Recorded data:
PR #1017, opened 2026-08-25
docs(agents): restructure agent instructions into routing tiers

alexasselin008:
## Summary

Supersedes #1015. That PR added seven component-architecture guidelines to `AGENTS.md`, but wrote them in the format `AGENTS.md` already used — an ex-Cursor rule shape stating each title three times (`## Title`, `Title:`, `Description:`) and ending in an orphaned `Path patterns:` line no tool reads. Replaying it would have tripled down on the defect this PR removes, so the guidelines are distributed by trigger instead.

The root `AGENTS.md` had grown into a flat 80-line file mixing commands, CSS rules and naming conventions. Nothing routed, so every rule cost context on every turn whether or not it applied. It is now a 106-line routing hub over four tiers:

| Tier           | Location                                          | Admits                                                         | Trigger                             |
| -------------- | ------------------------------------------------- | -------------------------------------------------------------- | ----------------------------------- |
| Root           | `AGENTS.md`                                       | Routing tables, hard rules, validation commands, workflow, git | Always loaded                       |
| Glob rules     | `.claude/rules/*.md`                              | Mechanical rules whose trigger is _fully_ a path glob          | `paths:` frontmatter, auto-attached |
| Semantic rules | `docs/agents/*.md`                                | Rules triggered by a concept no glob can express               | Trigger-routing table row           |
| Scoped         | `packages/<pkg>/AGENTS.md`, `apps/docs/AGENTS.md` | Structure and naming unique to one package                     | Path-routing table row              |

The admission test between the two rule tiers is whether a glob captures the whole trigger. "Editing a `.module.css` under components" does. "Changing a public API" does not.

`.claude/rules/` is Claude-Code-only, and its attachment is not documented for subagents — a routing spot-check confirmed a subagent receives no auto-attach. `AGENTS.md` therefore also lists those three files in a path table, which is what makes them reachable for Cursor, Copilot, Codex and subagents alike.

## Where #1015's guidelines went

| Guideline                                                                              | Landed in                               |
| -------------------------------------------------------------------------------------- | --------------------------------------- |
| Never lock consumers in; composition over config props; brand defaults; mobile sibling | `docs/agents/component-architecture.md` |
| Support running multiple versions in parallel                                          | `docs/agents/versioning.md`             |
| Components must be SSR-safe                                                            | `.claude/rules/component-tsx.md`        |
| Keep runtime dependencies minimal                                                      | `.claude/rules/package-json.md`         |

Those guidelines were proposal language, so `component-architecture.md` now separates confirmed rules from **goals for new API surface**, naming where the code diverges rather than implying compliance. Otherwise an agent would try to "fix" shipped public API: `Alert`'s three `on*ButtonClick` props and `TextField.onClear` are typed `() => void`, 18 `ReactNode` content props ship today, and 8 components expose no wrapper prop bag.

## Bugs fixed in the original docs

| Bug                                                        | Impact                                                                                                                                                                                 |
| ---------------------------------------------------------- | -------------------------------------------------------------------------------------------------------------------------------------------------------------------------------------- |
| `CLAUDE.md` was a symlink whose target was `"AGENTS.md\n"` | The trailing newline made it dangle on macOS and Linux — every non-Windows contributor had no project instructions. Now a regular file holding `@AGENTS.md` (mode `120000` → `100644`) |
| `pnpm tsc --noEmit` was documented as the typecheck        | Root `tsconfig.json` excludes `packages` and `apps`, so it reported success while every component went unchecked                                                                       |
| No build command documented at all                         | `pnpm build:pkg` is required after install; it lived only in `CONTRIBUTING.md`                                                                                                         |
| Test-naming rule said camelCase                            | The repo is 149 PascalCase to 11 camelCase. The real rule is "matches the unit under test"                                                                                             |
| Component tokens documented as one layer                   | There are three, and the boundary is the token _family_, not the component                                                                                                             |
| Skills table claimed to list the repo's skills             | Listed 3 of 10, under names that cannot be typed                                                                                                                                       |
| `AGENTS.md` never linked `CONTRIBUTING.md`                 | An agent reading only `AGENTS.md` never learned packages must be built first                                                                                                           |
| Changesets went unmentioned everywhere                     | Every change to the 5 published packages needs one                                                                                                                                     |
| `claude.yml` marked a branch-naming rule `**CRITICAL**`    | No such rule existed anywhere in the repo                                                                                                                                              |

`## Code style` is deleted rather than moved: `oxfmt` and `oxlint` already enforce quotes, casing and indentation, and a `PostToolUse` hook applies them after every write.

## Second commit: every rule validated against the source

Six agents validated all 11 files rule by rule. About a third of the rules were wrong. Each finding was verified directly before the fix — full detail is in the commit message.

**Commands that could not work as written.** `turbo` is not on `PATH`, so all three `turbo run …` rows failed with "command not found". Turbo filters on package `name`, so the `--filter=<package>` placeholder was a trap — `--filter=components` matches zero packages. Worse, two rows were **silent false greens**: `turbo run typecheck --filter=docs` resolves a task whose command is `<NONEXISTENT>` and exits 0, because `apps/docs` has no typecheck script; the same holds for stylelint on the two packages lacking it. Both are now called out in the doc.

**Rules the codebase contradicts.** Two were mine and simply wrong:

- _"Rebuild after changing a public API"_ — the `hopper-source` export condition resolves packages from source, so typecheck, tests, Storybook and the docs site see TS changes with no rebuild.
- _"Declare devDependencies per package, pnpm does not hoist"_ — backwards. No package declares `stylelint` or `vitest`; they are root-only by design, and the rule contradicted root `AGENTS.md`.

Also corrected: `packages/components/src/html-elements/` holds only doc previews (the native wrappers are in `packages/styled-system/src/html-wrappers/html.ts`, where the `Html` prefix convention makes a native select `HtmlSelect` after all); `Global<Name>CssSelector` is not universal (14 of 116 components ship none); and the `style` spread order is genuinely unsettled at 26 files versus 27, so it is no longer stated as a rule.

**Fabricated examples removed.** An agent calibrates on the violation column, so a fake example teaches it to look for the wrong shape of mistake. `var(--hop-comp-tooltip-color)` in `AvatarGroup.module.css` was inherited from the old `AGENTS.md` and never existed. `padding: 8px` cannot be written — `px` is outside stylelint's `unit-allowed-list`. `[HeadingContext, { fontWeight: … }]`, `DefaultIconListSlot`, `ValidationService.ts`, `ButtonProps.ts`, `breakpoints.ts`, `formatDate.ts` and `useHover.ts` do not exist. Every naming example in `typescript.md` is now a verified real file.

**One validator was wrong and it mattered.** An agent reported that `.claude/rules/` is not a Claude Code feature and that `paths:` is a Cursor convention — which would have meant deleting that whole tier. Its evidence was that nothing in the repo references the directory, but the loader is the runtime, not the repo, so grepping for wiring a built-in does not need cannot disprove it. Verified against the official docs before acting; the tier stands.

## Verification

- `CLAUDE.md` committed as mode `100644`
- `AGENTS.md` 106 lines, 49 table rows, 14 imperative markers, `## Build` heading plus `- Build:`/`- Test:` bullets, no decorative dividers
- Every path and link across all 11 files resolves — this check caught a real bug in the draft (`generated-icon-components/` should have been `src/generated-icon-components/`)
- All 3 rule globs match tracked files (90 / 116 / 5), so none is dead
- `pnpm format:check` passes
- Routing spot-check: an agent given only "change the Button's disabled text color", told nothing about the docs, reached `component-css.md`, both scoped `AGENTS.md` files and `versioning.md`, and correctly skipped the four irrelevant files

## Reviewer notes

- **Branch and PR naming is the one claim derived from history rather than code.** Branches are `<TICKET>-<kebab-description>` (50% of recent PRs). For titles I documented `<TICKET>: <Title>` as primary because it is 46% against 32% for the bracket form — if the bracket form is the intended going-forward standard, say so and I will flip it.
- `oxfmt` ignores `.claude/**`, so table padding in `.claude/rules/*` is hand-maintained while `AGENTS.md` and `docs/agents/*` are auto-formatted.
- `contributing/*.md` is untouched and stays the human contributor guide; `AGENTS.md` now links to it so the overlap has a declared direction. Two stale paths in it surfaced during validation (`packages/i18n/src/intl` and the duplicated clause at `CONTRIBUTING.md:44`) but are out of scope here.

## Follow-ups (not in this PR)

- **Four skill files still route rules to "root `CLAUDE.md`"**, now a one-line import — `learn-from-feedback/SKILL.md` (49, 59, 83, 87), `_port-component/SKILL.md` (135, 136) and its two reference docs. Validation traced three of the fabricated examples above to `_port-component/references/component-anatomy.md:99,179-183`, so they will keep propagating until that file is corrected.
- `.github/workflows/claude.yml:56` grants `Bash(pnpm tsc:*)`, propagating the command this PR deletes.
- **Real bug found in passing:** `packages/components/src/date-picker/src/DateInput.module.css:18` reads `var(--hop-Input-padding-inline-end)`, which is declared nowhere; line 6 declares `--hop-DateInput-padding-inline-end` and never uses it. `padding-inline-end` currently resolves to nothing.
- Two more surfaced and are worth filing: `SegmentedControlItem.tsx:63` reads `window.matchMedia` during render, and `modal/tests/vitest/CustomModal.srr.test.tsx` is misspelled so it matches no `*.ssr.test.tsx` glob.

### DIFF
--- a/AGENTS.md
+++ b/AGENTS.md
@@ -15,7 +15,7 @@
 | `packages/icons/**`, `packages/svg-icons/**` | `packages/icons/AGENTS.md`            |
 | `apps/docs/**`                               | `apps/docs/AGENTS.md`                 |
 
-Claude Code attaches the rules below by glob on its own. Every other agent MUST read the one whose path matches.
+Claude Code attaches the rules below itself when it reads a matching file. Every other agent — and any subagent, which does not inherit the attachment — MUST read the one whose path matches.
 
 | Path                                      | Read                             |
 | ----------------------------------------- | -------------------------------- |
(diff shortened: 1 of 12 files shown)


AGENTS.md
```diff
@@ -1,80 +1,106 @@
...
+| NEVER treat root `pnpm typecheck` as a package check — the root `tsconfig.json` excludes `packages` and `apps`, so it covers only `.storybook/`, `tooling/`, `types/` | Reporting types clean after `pnpm typecheck`                |
+| ALWAYS add a changeset for a change to a published package                                                                                                            | Editing `packages/components` with no `.changeset/` entry   |
+| NEVER add a decorative comment divider                                                                                                                                | A row of dashes or box characters used to separate sections |
+| ALWAYS flag an invented placeholder (URL, threshold, magic number, copy) with a `// TODO` naming what to confirm                                                      | A guessed `href="https://…"` presented as final             |
+| ALWAYS prefer editing an existing file over creating a new one                                                                                                        | A new utility file beside an existing one that fits         |
+
+## Build / Test / Lint
```
mahmoudmoravej, line 64: Lint command is missed

mahmoudmoravej (dismissed):

AGENTS.md
alexasselin008: Good catch — the heading promised three commands and only Build and Test had bullets. Added `- Lint: pnpm lint` in a1a4d03d.

mahmoudmoravej (approved):

PR #1021, opened 2026-09-11
feat(tokens): update ShareGate SegmentedControl selected state

abeerkazi-wl:
## What

Updates the selected (active) state of the SegmentedControl for **ShareGate only**.

| Token | Before | After |
| --- | --- | --- |
| `comp-control.background-color-selected` | `neutral.surface` | `primary.surface-selected` |
| `comp-segmented-control.text-color-selected` | `neutral.text` | `neutral.text-always-light` |
| `comp-segmented-control.icon-color-selected` | `neutral.icon` | `neutral.icon-always-light` |

The selected segment is now a purple thumb with an always-light label and icon.

## Notes

- `comp-control.background-color-selected` is a ShareGate-wide slot by name, but SegmentedControl is its only reader — verified with `git grep "comp-control-background-color-selected"`. Checkbox, radio, switch and select each define their own selected background, so nothing else is affected.
- `primary.surface-selected` is the same token Switch uses, so the two components now match in both light and dark.
- Workleap is untouched.

## Verification

Checked in Storybook after a rebuild:

| Theme | Selected text | Thumb |
| --- | --- | --- |
| ShareGate light | `rgb(255,255,255)` | `rgb(115,106,210)` — iris 400 |
| ShareGate dark | `rgb(255,255,255)` | `rgb(142,133,236)` — iris 300 |
| Workleap light / dark | unchanged | unchanged |

`pnpm build:pkg`, `pnpm test` (665 tests) and `pnpm lint` all pass.


packages/tokens/src/tokens/components/sharegate/control.segmentedControl.tokens.json
```diff
@@ -10,15 +10,15 @@
         },
         "text-color-selected": {
             "$type": "color",
-            "$value": "{neutral.text}"
+            "$value": "{neutral.text-always-light}"
```
victortrinh2, line 13: Image

Seems to not be good for accessibility

abeerkazi-wl: Will be updating the core colour token in another PR to address this

victortrinh2: image
 
 Still happens in dark mode

abeerkazi-wl: will push a fix for that as well

victortrinh2 (approved):

PR #1024, opened 2026-09-15
fix(tokens): update ShareGate dark primary surface-selected

abeerkazi-wl:
## What changed

ShareGate **dark mode** `primary.surface-selected` moves from `iris.300` (#8e85ec) to `iris.400` (#7367d2).

Scope is ShareGate dark only — Workleap and ShareGate light are untouched.

## Affected components (ShareGate dark)

- **Calendar** — selected cell background
- **Switch** — selected track
- **Mark** — highlight background

## Notes for visual review

Two things worth confirming in the Chromatic diff:

- Light and dark now resolve to the same shade — ShareGate light already uses `iris.400` for this token, so the two themes are no longer differentiated here.
- The selected surface is now darker than the unselected one (`primary.surface` is `iris.200`), which flips the usual "selected reads brighter" relationship. Check the contrast of content sitting on top.


victortrinh2 (dismissed):

packages/tokens/src/tokens/semantic/sharegate/dark/colors.tokens.json
```diff
@@ -844,7 +844,7 @@
         },
         "surface-selected": {
             "$type": "color",
-            "$value": "{iris.300}"
+            "$value": "{iris.400}"
```
victortrinh2, line 847: Image

Not sure

victortrinh2 (approved):

PR #828, opened 2026-08-27
Fix json serialization of UInt192Type

nkramer44:
UInt192Type does not override `toJson`, so when deserializing binary to JSON, `UIntType`'s `toJson` method gets invoked, which looks like

```
@Override
  public JsonNode toJson() {
    return new TextNode(UnsignedLong.valueOf(toHex(), 16).toString());
  }
```

UInt192s are too large to fit in an UnsignedLong, so this method blows up. The fix is to just overload `toJson` and write `toHex()` without wrapping it in any kind of number class


sappenin (dismissed):

xrpl4j-core/src/test/java/org/xrpl/xrpl4j/codec/binary/BinarySerializationTests.java
```diff
@@ -2536,6 +2547,92 @@ void serializeAmmVote() throws JsonProcessingException {
...
+  @Test
+  void serializeMpTokenIssuanceDestroy() throws JsonProcessingException {
+    MpTokenIssuanceDestroy mpTokenIssuanceDestroy = MpTokenIssuanceDestroy.builder()
+      .account(Address.of("rMBzp8CgpE441cp5PVyA9rpVV7oT8hP3ys"))
+      .fee(XrpCurrencyAmount.ofDrops(10))
+      .sequence(UnsignedInteger.ONE)
+      .signingPublicKey(
+        PublicKey.fromBase16EncodedPublicKey("ED9861C4CB029C0DA737B823D7D3459A70F227958D5C0C111CC7CF947FC5A93347")
+      )
+       .mpTokenIssuanceId(MpTokenIssuanceId.of("113411307C0D97D1EC6B2989138679ACDCB75C37CA30F0A6"))
```
cybele-ripple: very minor nit: looks like the indentation here is slightly off

cybele-ripple (dismissed):

cybele-ripple (approved):

Issue #829, opened 2026-08-27
Transaction Fee Calculation Issues


kuan121:
## Summary

`FeeUtils` has grown one public `computeXyz` method per amendment. They don't compose, most are incomplete against rippled, and no combination of them prices a transaction that uses more than one feature at a time. Some fee logic also lives outside `FeeUtils` entirely, in `EscrowFinish.computeFee`.

| Added | Method | Via |
|---|---|---|
| 2022-07-18 | `computeMultisigNetworkFees(feeResult, signerList)` | original `FeeUtils` #280 |
| 2026-02-19 | `computeBatchFee(feeResult, numBatchSigners)` | Batch #654 |
| 2026-05-20 | `computeLoanSetNetworkFees(feeResult, numFirstPartySigners, numCounterpartySigners)` | Lending #719 |
| 2026-08-12 | `computeSponsorshipTransferNetworkFees(feeResult, numSponseeSigners, numSponsorSigners)` | Sponsorship #720 |
| 2026-08-25 | `computeConfidentialMptNetworkFees(feeResult, numMultisigners)` | Confidential MPT #810 |

Every amendment added a signature count under a new name — `numBatchSigners`, `numFirstPartySigners`, `numMultisigners`, `numSponseeSigners`, `numSponsorSigners`, `numCounterpartySigners`. In rippled they are all terms in `base × (1 + signatures)`.

## The complete fee model (rippled)

81 transaction types in xrpl4j; 13 have special rules. Every rule below comes from rippled's `calculateBaseFee` overrides, not the XLS specs, which do not always document transaction cost.

| Shape | Types | Rule |
|---|---|---|
| Generic | ~65 | `base × (1 + signers + sponsorSigners)` |
| Additive | 5 confidential MPT | generic `+ 9 × base` ([`kConfidentialFeeMultiplier`][conf-const]) — so **10** when single-signed |
| | `EscrowFinish` w/ fulfillment | generic `+ base × (32 + bytes/16)` |
| | `LoanSet` | generic `+ counterpartySignatures × base` |
| Replacement | `AccountDelete`, `AMMCreate` | `ownerReserve` — flat, signer terms ignored |
| Multiplicative | `LoanPay` | `feeIncrements × generic`, 1–20 |
| Conditional zero | `SetRegularKey` | `0` if master-key-signed and `!lsfPasswordSpent` |
| Recursive | `Batch` | `base × (2 + batchSigners + signers + sponsorSigners) + Σ inner fees` |
[...]

Issue #648, opened 2026-01-22
Consider making Fees "type-safe"


sappenin:
Currently, transaction fees are typed as a `XrpCurrencyAmount`. However, for certain transactions -- e.g., Batch or multisig -- supplying a normal fee would be incorrect. However, it's easy to look at `FeeUtils` and miss this. Because fees might actually work in a local development server, this could lead to bugs that are actually trivial to "avoid" by using the Java type system to aid the developer.

In addition, in the future, if transaction fees could ever be denominated in non-XRP tokens, then having a wrapper type for fees will reduce the change-set if something like non-XRP fees ever gets enabled.

One idea here could be:

1. Introduce an interface like `TransactionFee`. 
2. In `Transaction.java`, we could change the `fee()` function to potentially be generic, like this:

```java
  @JsonProperty("Fee")
  <F extends TransactionFee> fee();
```

3. In concrete transactions (e.g., `Batch.java`) we could override the fee-type to be something specific, like a `BatchTransactionFee`. 

Finally, in `FeeUtils` we could make inputs and outputs more type-safe, to prevent errors in fee calculation (e.g., see `FeeUtils#computeBatchFee`, which requires more information than a regular fee). If a developer misses this function, and errantly tries to use the other `FeeUtils` functions, it would be nice if the compiler could catch this and guide the developer to the correct methods and types.

PR #830, opened 2026-08-27
Transaction fee calculation refactoring

kuan121:
## Why

Address #829, which documents the failures this fixes, the complete rippled fee model for all 81 transaction types, and worked examples for every fee shape.

## What changed

A single fee engine mirroring rippled's `Transactor::calculateBaseFee` and its per-type overrides, reached through one method:

```java
ComputedNetworkFees computeFee(FeeParams params);
```

Everything derivable comes off the transaction — its type and therefore any surcharge, an `EscrowFinish`'s fulfillment, a Batch's inner transactions and the accounts that must sign it. What remains is what cannot be derived, because the fee is signed over and the signatures do not exist yet, plus two values `FeeResult` does not carry.

### Type-scoped entry points

`FeeParams` exposes one entry point per fee shape, each offering only the inputs that apply to it, so the builder's method list is the checklist for that transaction type:

```java
FeeParams.of(feeResult, transaction)                        // generically-priced types
FeeParams.forBatch(feeResult, batch)                        // + ownerReserve(); requires collected BatchSigners
FeeParams.forLoanSet(feeResult, loanSet)                    // + counterpartySignatureCount()
FeeParams.forLoanPay(feeResult, loanPay)                    // + loanPaymentFeeIncrements()
FeeParams.forOwnerReserve(feeResult, transaction, reserve)  // AccountDelete, AMMCreate — returns a finished FeeParams
```

Passing a transaction to the wrong entry point fails immediately and names the right one:

```
A Batch has pricing inputs of its own. Use FeeParams.forBatch(feeResult, batch), which exposes a signature
count per batch signer and an owner reserve for AccountDelete/AMMCreate inner transactions.
```

The flat `FeeParams.builder()` remains for code that must accept any `Transaction`.

### The inputs

```java
FeeResult   feeResult();
Transaction transaction();

UnsignedInteger signersCount()                     = 0;   // entries in this account's Signers array
UnsignedInteger sponsorSignersCount()              = 0;   // entries in SponsorSignature.Signers
Optional<UnsignedInteger> counterpartySignatureCount();   // LoanSet; priced as 1 when absent
Optional<UnsignedInteger> loanPaymentFeeIncrements();     // LoanPay, 1-20; priced as 1 when absent
Optional<XrpCurrencyAmount> ownerReserve();               // AccountDelete, AMMCreate; not on FeeResult
```

The two type-specific counts are `Optional` rather than defaulted deliberately. Under a default, setting `counterpartySignatureCount(ONE)` on a `Payment` was indistinguishable from leaving it unset, so validation could not reject it and the caller got no signal that the field did not apply. Absence is now distinguishable from an explicit value, so it is rejected.

Validation refuses anything that would otherwise be silently ignored: a field that does not apply to the transaction type, a signature count outside its range (0–32 for the account and sponsor counts, 1–32 for `counterpartySignatureCount` and each per-batch-signer count, all capped at the signer-list limit), a missing or superfluous `ownerReserve`, and a `Batch` whose `BatchSigners` have not yet been collected. The scoped builders validate eagerly, per call, so a mistake is reported at the line that made it.

### Itemized fee explanations

`ComputedNetworkFees` gains an auxiliary `feeBreakdown()`: one `FeeTerm` per reason the transaction owes something, each tagged `SPECIFIED`, `ASSUMED` or `DERIVED`, where the breakdown's totals *are* the fee.

```java
System.out.println(fees.feeBreakdown().get().summary());
// 2 x base    [derived]   Batch outer: base fee + batch processing fee
// 1 x base    [derived]   batch signer rBob...: 1 collected signature(s)
// 1 x base    [derived]   inner Payment (rBob...): base fee
// total: 4 x base fee
```

A Batch must carry its `BatchSigners` to be priced, so a batch signature count is never forecast. That is an ordering constraint rather than a design one: `serializeBatch` excludes the outer `Fee` from what the participants sign, so the flow is collect the batch signatures, price the Batch, attach the fee, then have the outer account sign last.

### `Transaction.fee()` now defaults to zero drops

`fee()` was a required attribute. It now defaults to `XrpCurrencyAmount.ofDrops(0)`, so a transaction can be built before its fee is known — and zero is the only fee a Batch inner transaction may legally carry, so inners no longer need `.fee(XrpCurrencyAmount.ofDrops(0))` as ceremony.

Because that removes a build-time check, every `TransactionSigner` path that signs an outer transaction's own `Fee` field — `sign()`, `multiSign()`, `sponsorSign()`, `counterpartySign()` — now rejects a transaction whose `fee()` is still zero. `signInner()` and `multiSignInner()` are exempt: they sign the `serializeBatch` digest, which excludes the outer `Fee`, so a Batch's participants may legitimately sign before its fee is computed.

### `Batch.requiredSigners()`

New, deriving the accounts that must sign from the inner transactions exactly as `Batch::preflightSigValidated` does — each inner's initiator (its `Delegate` or `Account`), its `Sponsor` when the inner carries a `SponsorSignature`, and (forward-compat, currently gated off by rippled's `kDisabledTxTypes`) a `LoanSet`'s `Counterparty`. It lives on `Batch` rather than in `FeeUtils` because it is a property of a Batch rather than of fees — anyone assembling one needs to know who to circulate it to. It also replaces a second, drifted copy of the same derivation inside `checkBatchSigners`, which had omitted sponsors.

## API changes

| Method | Change |
|---|---|
| `computeFee(FeeParams)` | **new** — the single fee entry point |
| `computeNetworkFees(FeeResult)` | **deprecated** — returns only the ledger's base fee levels, so it silently under-charges any transaction that does not cost exactly one base fee, including any multi-signed or sponsored one |
| `computeMultisigNetworkFees` | **deprecated** — counts signer-*list* entries rather than the signatures the transaction will carry, so it over-charges when a quorum is met by fewer signers than the list holds, and has no sponsor term |
| `EscrowFinish.computeFee` | **deprecated** — omits the per-signature terms rippled adds the fulfillment surcharge on top of; shipped since v5.1.0, so kept along with its tests |
| `computeBatchFee` (both overloads) | **removed** |
| `computeLoanSetNetworkFees` | **removed** |
| `computeConfidentialMptNetworkFees` | **removed** |
| `computeSponsorshipTransferNetworkFees` | **removed** |

New public types: `FeeParams` (with `GenericBuilder`, `BatchBuilder`, `LoanSetBuilder`, `LoanPayBuilder`), `FeeBreakdown`, `FeeTerm` and `FeeTerm.Provenance`.

The four removals shipped in `v6.1.0-rc.1`/`rc.2` but never in a stable release — `v6.0.0` contains only `computeNetworkFees(FeeResult)` and `computeMultisigNetworkFees` — so **no stable-release user is forced to change anything**, and this is the last point at which removing them is free rather than a deprecation cycle. The deprecations above are opt-in timing rather than a break.

## The call-site shape

Because a fee is derived from the transaction's contents and is itself signed over, it must be computed from a built transaction and then applied to a copy. With `fee()` now defaulting to zero, no placeholder is needed:

```java
final ImmutableBatch unpricedBatch = Batch.builder()
  .account(alice)
  .sequence(aliceSequence)
  .signingPublicKey(alicePublicKey)
  .addRawTransactions(
    RawTransactionWrapper.of(paymentFromBob),
    RawTransactionWrapper.of(paymentFromCarol))
  .build();

final Batch batch = unpricedBatch.withFee(
  FeeUtils.computeFee(FeeParams.forBatch(feeResult, unpricedBatch).build()).recommendedFee()
);
```

Declaring the unpriced local as the concrete `ImmutableBatch` — what `Batch.builder().build()` already returns — makes `withFee` directly reachable, so no `ImmutableBatch.copyOf(...)` is required.

## Testing

- `FeeUtilsTest` — `computeFee` against real transactions rather than mocks: every row of the fee model in #829, each validation rejection, and Batch inners for confidential MPT, `EscrowFinish` (with and without a fulfillment), `LoanSet` and owner-reserve types.
- `FeeParamsScopedApiTest` — the five entry points, their steering errors, eager validation, strict mode, and the breakdown.
- `FeeBreakdownTest` / `FeeTermTest` — totals, flat-only breakdowns, `summary()` rendering, and provenance tagging.
- `AbstractTransactionSignerTest` — the zero-fee guard on each signing path.
- `BatchTest` — `requiredSigners()`, including delegated and sponsored inners.
- 20 direct `FeeUtils.computeFee` call sites migrated across `BatchTransactionIT`, `LendingProtocolIT`, `AbstractConfidentialMptIT` and `SponsorshipIT`, plus the shared `feeFor(...)` helper.

Fee values were also differentially verified: a 42-scenario matrix comparing computed drops at all three fee levels before and after the refactor — single and multi-sign, sponsored, four `EscrowFinish` sizes, confidential MPT, LoanSet and LoanPay variants, owner reserve, and ten Batch shapes — is identical except for the two inputs now correctly rejected as inapplicable.

## Migration

`V7_MIGRATION.md` gains section 3, *Transaction Fee Model*, covering the `fee()` relaxation and its signing guard, the removals and deprecations with replacements, and the new `FeeParams` / `FeeTerm` / `FeeBreakdown` API.

## Deliberately out of scope

`SetRegularKey`'s free case is charged the generic fee — a harmless overpay, since detecting it needs the AccountRoot's `lsfPasswordSpent` flag. `LoanPay` increments are supplied rather than derived, since deriving them needs the `Loan`, `LoanBroker` and `Vault` ledger objects. `LedgerStateFix` uses rippled's owner-reserve rule but is not modeled by xrpl4j, so it resolves to `UNKNOWN` and is rejected rather than mispriced.

The output half of #648 is untouched. This PR makes the fee calculation impossible to call wrongly; that issue is about making it impossible to skip, which needs a `TransactionFee` wrapper so a hand-computed `XrpCurrencyAmount` cannot be set on a Batch at all. Worth noting it is smaller than it reads — only the ~11 types with a non-generic fee shape need it, and it can start with `Batch` alone.


kuan121:
@coderabbitai configuration

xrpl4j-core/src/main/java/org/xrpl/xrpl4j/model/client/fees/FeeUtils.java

Work to be completed:
State how many lines of the listing hold the string "mahmoudmoravej", and add nothing else.

Response:
3